Saved data entries:
------

PR #2437, opened 2025-03-21
fix(components): remove unnecessary useEffect in SegmentedControlProvider

taylorvnoj:
## Motivations

The `useEffect` was unnecessary. In a controlled component pattern, the parent is the
source of truth  and the child should only notify of actual user interactions,
not try to sync or manage state with the parent.

This change:
- Removes the `useEffect` that was calling `onSelectValue` on mount
- Maintains proper parent-child relationship where parent is all-knowing
- Prevents unwanted navigation when the component loads

## Testing

Changes can be

---

Random photo of Atlantis


edison-cy-yang (approved):
Looks good to me!

PR #2447, opened 2025-03-27
fix(components): Dismissible Chip Focus Management

ZakaryH:
### Added

- 

### Changed

- 

### Deprecated

- 

### Removed

- 

### Fixed

A couple keyboard focus state related issues were happening on Chips, specifically the Dismissible/Selection variant where you can press delete to remove, or use arrow keys to navigate between them.

the other versions are working as expected  where single select uses arrows to change the selection, and multi select uses tabbing. the reason they aren't affected is because the markup for the other arrow based interaction is quite different where the individual Chip isn't focusable, it's actually a wrapping `input` that is being focused

the specific issues with Dismissible Chips are
- deleting a Chip with backspace/delete was not moving focus to any other visible element, instead it was going to the invisible "shadow activator" `span` of a `Tooltip` that wraps `Chip` for truncation behavior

------

- **PROBLEM**
Write all the entries again precisely as they were given.

- **TASK RESULT**
PR #2437, opened 2025-03-21
fix(components): remove unnecessary useEffect in SegmentedControlProvider

taylorvnoj:
## Motivations

The `useEffect` was unnecessary. In a controlled component pattern, the parent is the
source of truth  and the child should only notify of actual user interactions,
not try to sync or manage state with the parent.

This change:
- Removes the `useEffect` that was calling `onSelectValue` on mount
- Maintains proper parent-child relationship where parent is all-knowing
- Prevents unwanted navigation when the component loads

## Testing

Changes can be

---

Random photo of Atlantis


edison-cy-yang (approved):
Looks good to me!

PR #2447, opened 2025-03-27
fix(components): Dismissible Chip Focus Management

ZakaryH:
### Added

- 

### Changed

- 

### Deprecated

- 

### Removed

- 

### Fixed

A couple keyboard focus state related issues were happening on Chips, specifically the Dismissible/Selection variant where you can press delete to remove, or use arrow keys to navigate between them.

the other versions are working as expected  where single select uses arrows to change the selection, and multi select uses tabbing. the reason they aren't affected is because the markup for the other arrow based interaction is quite different where the individual Chip isn't focusable, it's actually a wrapping `input` that is being focused

the specific issues with Dismissible Chips are
- deleting a Chip with backspace/delete was not moving focus to any other visible element, instead it was going to the invisible "shadow activator" `span` of a `Tooltip` that wraps `Chip` for truncation behavior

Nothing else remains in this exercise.